O oposto de perdão também é complexo - é uma mistura de raiva, depressão e culpa. Mas acima de tudo, o oposto do perdão é estagnação . Está ficando atolado em um lugar emocional em relação a um incidente específico e proíbe o crescimento e a descoberta futuros. E o mais importante, o perdão (ou a falta de) tem o maior impacto em apenas uma pessoa - vocês . Há um ditado comum: não perdoar alguém é como se envenenar lentamente e, secretamente, esperar que a outra pessoa morra.

Quando pensamos sobre isso em termos de autoperdão, somos tanto o perpetrador quanto a vítima. De ambas as perspectivas, estamos criando uma situação na qual estamos causando danos a nós mesmos.

Como praticar a aceitação.

Quer não ser tão rápido para julgar outras pessoas? Comece reservando um tempo para reconhecer as maneiras como você se julga. Por exemplo, quando estamos focados no que fizemos 'de errado', estamos enfrentando o passado (que não podemos mais afetar hoje). Quando estamos focados no que 'pode' acontecer, estamos enfrentando o futuro (que não podemos afetar porque ainda não aconteceu). Em vez disso, eu convidaria você para fique no presente . Trabalhe para se conter quando você se encontrar sugado por uma espiral de autodegrinação ou preocupação. Enquanto permanecemos no presente, podemos aprender com a situação.

Aqui estão os passos práticos que você pode usar para chegar ao perdão no momento:

H: Reconheça honestamente a sua dor

É : abraçar a decisão de seguir em frente

como lidar com a raiva deslocada

PARA : aceite a situação e a si mesmo com compaixão

eu : deixe de lado o julgamento

Tomando algumas respirações profundas e começando a pratique uma atitude de bondade para nós mesmos também nos permite conectar-se com outros e libera nossos pensamentos e emoções. Podemos integrar o que aprendemos ao praticar a autocompaixão em nossas interações com os outros no futuro e usar nosso melhor processo de tomada de decisão para evitar acumular queixas, ressentimentos e julgamentos em relação a outras pessoas que não servem a ninguém.

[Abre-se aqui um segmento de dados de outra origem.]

PR #756, opened 2017-04-11
Fixed path to tooltip less files.

mauritsvanrees:
This gave an ugly site in develoment mode when editing the loggedin bundle css.
Fixes https://github.com/plone/Products.CMFPlone/issues/1843.


thet:
awesome! works for me.

PR #759, opened 2017-04-26
Fix issue where formunloadalert pattern raised initialization error for modals

datakurre:
I was annoyed by formunloadalert pattern raising errors into JS console when modals were opened.

The broken code in question was years old. I have no idea, what it is supposed to do and if it still really works: https://github.com/plone/mockup/commit/22ead2779a0897442db2977076714b92fff9ea16

Yet, I found that what was previously data('pattern-modal') is nowadays data('patternPloneModal'). I assume this change is related to making mockup Patternslib compatible. @thet might know

### DIFF
--- a/CHANGES.rst
+++ b/CHANGES.rst
@@ -88,6 +88,9 @@ Bug fixes:
 - fix localization of "Open folder" link title in related items pattern
   [datakurre]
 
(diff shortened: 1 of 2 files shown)


thet:
@datakurre - I don't now, but LGTM.

PR #761, opened 2017-04-27
New pattern mockup-patterns-structureupdater

thet:
- New pattern ``mockup-patterns-structureupdater`` to update title and description depending on the current context on Plone's folder contents page.
- Structure widget: Trigger ``context-info-loaded`` on body to be able to listen to the event outside the pattern.

### DIFF
--- a/mockup/patterns/structure/js/views/addmenu.js
+++ b/mockup/patterns/structure/js/views/addmenu.js
@@ -14,7 +14,7 @@ define([
     initialize: function(options) {
       var self = this;
       ButtonGroup.prototype.initialize.apply(self, [options]);
-      self.app.on('context-info-loaded', function(data) {
+      $('body').on('context-info-loaded', function(data) {
         self.$items.empty();
         _.each(data.addButtons, function(item) {
           var view = new ButtonView({
--- a/mockup/patterns/structure/pattern-structureupdater.js
+++ b/mockup/patterns/structure/pattern-structureupdater.js
@@ -1,0 +1,40 @@
+/* Structure Updater pattern.
+ *
+ * Options:
+ *    titleSelector(string): CSS selector to match title elements for the current context ('').
+ *    descriptionSelector(string): CSS selector to match description elements of the current context to be updated ('').
+ *
+ * Documentation:
+ *    The Structure Updater pattern updates the information of the current context after a user navigated to a new folder.
+ *
+ */
+
+define([
+  'jquery',
+  'pat-base'
+], function($, Base) {
+  'use strict';
+
+  var StructureUpdater = Base.extend({
+    name: 'structureupdater',
+    trigger: '.template-folder_contents',
+    parser: 'mockup',
+    defaults: {
+      titleSelector: '',
+      descriptionSelector: ''
+    },
+
+    init: function() {
+
+      $('body').on('context-info-loaded', function (e, data) {
+        $(this.options.titleSelector, this.$el).html(data.object && data.object.Title || '&nbsp;');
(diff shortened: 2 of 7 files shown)


mockup/patterns/structure/js/views/addmenu.js
```diff
@@ -14,7 +14,7 @@ define([
     initialize: function(options) {
       var self = this;
       ButtonGroup.prototype.initialize.apply(self, [options]);
-      self.app.on('context-info-loaded', function(data) {
+      $('body').on('context-info-loaded', function(data) {
```
thet: the event is now triggered on the body, so that I can listen outside of the pattern for it.
(the event didn't bubble up, don't know why..)

mockup/patterns/structure/pattern-structureupdater.js
```diff
@@ -0,0 +1,40 @@
...
+
+define([
+  'jquery',
+  'pat-base'
+], function($, Base) {
+  'use strict';
+
+  var StructureUpdater = Base.extend({
+    name: 'structureupdater',
+    trigger: '.template-folder_contents',
```
thet: please note the trigger. it's what's in the body class, set by https://github.com/plone/plone.app.layout/blob/master/plone/app/layout/globals/layout.py#L187
That way, I do not need to update this method in plone.app.layout to add a ``pat-structureupdater`` class or so.
I think it's fine, even if it doesn't follow closely the naming conventions.

mockup/patterns/structure/pattern-structureupdater.js
```diff
@@ -0,0 +1,40 @@
...
+    parser: 'mockup',
+    defaults: {
+      titleSelector: '',
+      descriptionSelector: ''
+    },
+
+    init: function() {
+
+      $('body').on('context-info-loaded', function (e, data) {
+        $(this.options.titleSelector, this.$el).html(data.object && data.object.Title || '&nbsp;');
```
thet: title and description are cleared, if the portal root is reached. there, no context info ajax call is done, so I do not get the portal name there.
I'm ok with that.
the ``&nbsp;`` is for keeping the line height of the title/desc intact, so folder contents doesn't "jump around" when navigating to the portal root.

mockup/patterns/structure/pattern-structureupdater.js
```diff
@@ -0,0 +1,40 @@
...
+        $(this.options.descriptionSelector, this.$el).html(data.object && data.object.Description || '&nbsp;');
```
thet: actually, the description isn't shown on the folder contents page. I could remove that.

datakurre:
@thet was there reason not to implement this directly in structure pattern?

thet:
@datakurre - I wanted to have it decoupled from the structure pattern. The title and description are outside the scope of the structure pattern and those two are only two aspects of UI elements, which should potentially be updated (whereas description is not available in standard Plone folder_contents).
In concrete projects, there might be other ones too - or someone also needs to have the section viewlet and breadcrumbs viewlet be updated. If that's the case, then you can more or less easily overwrite the RequireJS configuration of that pattern and use a own implementation.

Regarding the section and breadcrumbs viewlet - I didn't want to include their update in the pattern because:
- A costly AJAX call would be needed.
- A view-wrapper would be needed too - which would introduce a new concept (wrapping viewlets in views), where we already have a better one - tiles. But they are not yet approved for Core...

Makes sense? I do not have a very strong opinion on how I implemented that pattern...

datakurre:
@thet This makes sense now. Thanks. I agree with what you said. Eg. If I have time to integrate this for our sites, I would probably write a custom pattern, which listens the event and replaces content with layout tiles for selected context/

PR #773, opened 2017-06-12
Theme filemanager searching feature

b4oshany:
### Features Implemented

-  Search for files and opening the file upon click
-  Search for text within files and opening the file upon click
image
image

### UI Elements Added

- Bootstrap dropdown element
- Link (a tag) element


mockup/patterns/relateditems/pattern.js
```diff
@@ -98,11 +98,11 @@ define([
...
-  'text!mockup-patterns-relateditems-url/templates/breadcrumb.xml',
-  'text!mockup-patterns-relateditems-url/templates/favorite.xml',
-  'text!mockup-patterns-relateditems-url/templates/result.xml',
-  'text!mockup-patterns-relateditems-url/templates/selection.xml',
-  'text!mockup-patterns-relateditems-url/templates/toolbar.xml',
+//  'text!mockup-patterns-relateditems-url/templates/breadcrumb.xml',
+//  'text!mockup-patterns-relateditems-url/templates/favorite.xml',
+//  'text!mockup-patterns-relateditems-url/templates/result.xml',
+//  'text!mockup-patterns-relateditems-url/templates/selection.xml',
+//  'text!mockup-patterns-relateditems-url/templates/toolbar.xml',
```
datakurre: @b4oshany These have probably been forgotten here and are cause for the test errors. But why did you need to disable these imports in your setup in the first place?

mockup/js/ui/views/dropdown.js
```diff
@@ -0,0 +1,58 @@
...
+      ButtonGroup.prototype.initialize.apply(this, [options]);
+
+      this.on('render', function() {
+        this.renderTitle();
+      }, this);
+    },
+
+    renderTitle: function() {
+      var title = this.options.title;
+      if(this.options.title === undefined){
```
datakurre: @b4oshany This might be nitpicking, but maybe

```if(this.options.title === undefined){```

should be consistently written with spaces like

```if (this.options.title === undefined) {```

mockup/patterns/relateditems/pattern.js
b4oshany: It was breaking require js when building the compiled file on the resource registry page.

datakurre: That's strange. Possibly it is related to other TTW build failures when "++plone++unique" was introduced in late 5.0. That broke relative URLs in build.

datakurre:
Thanks. Looks good. Once I've tried this out myself once more, I'll merge this.

datakurre:
@b4oshany One minor issue. The toolbar looks a bit broken now:

* find-menu is placed like it is a part of a button group, but it's distinct of it because of rounded corners
* rename button has sharp left edge

I know these are minor, and you were about to return to UI related issues later, but these make the editor look a bit broken now. Once these are fixed, this feature would already be good to be merged and released (IMO).

datakurre:
Now that drag and drop is also in this pull, this depends on https://github.com/plone/plone.resourceeditor/pull/19

datakurre:
@b4oshany This looks good now. This can be merged as soon as we get dependencies for this merged. A few notes still to consider later:

* Drag and drop may still fail silently and move look completed when file is moved in inspection mode of a read only filesystem theme. That is rare use case so not priority.

* I feel it unintuitive that search dialog does NOT close when clicking on a result. But if it would close, it would also require saving its state so that the old results could be seen by just clicking find. Maybe. So, not trivial in UX wise.

datakurre:
This worked for me, new jqtree has been merged into CMFPlone and all checks pass. I'll merge.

Considere o seguinte: o valor de uma pessoa não está vinculado ao resultado. Não é algo que você precise conquistar ou provar. Somente por sermos humanos, somos dignos de amor, cuidado e compaixão - de nós mesmos e dos outros, na direção nós e na direção outras. Somos todos humanos. Somos todos imperfeitos. Todos nós somos dignos.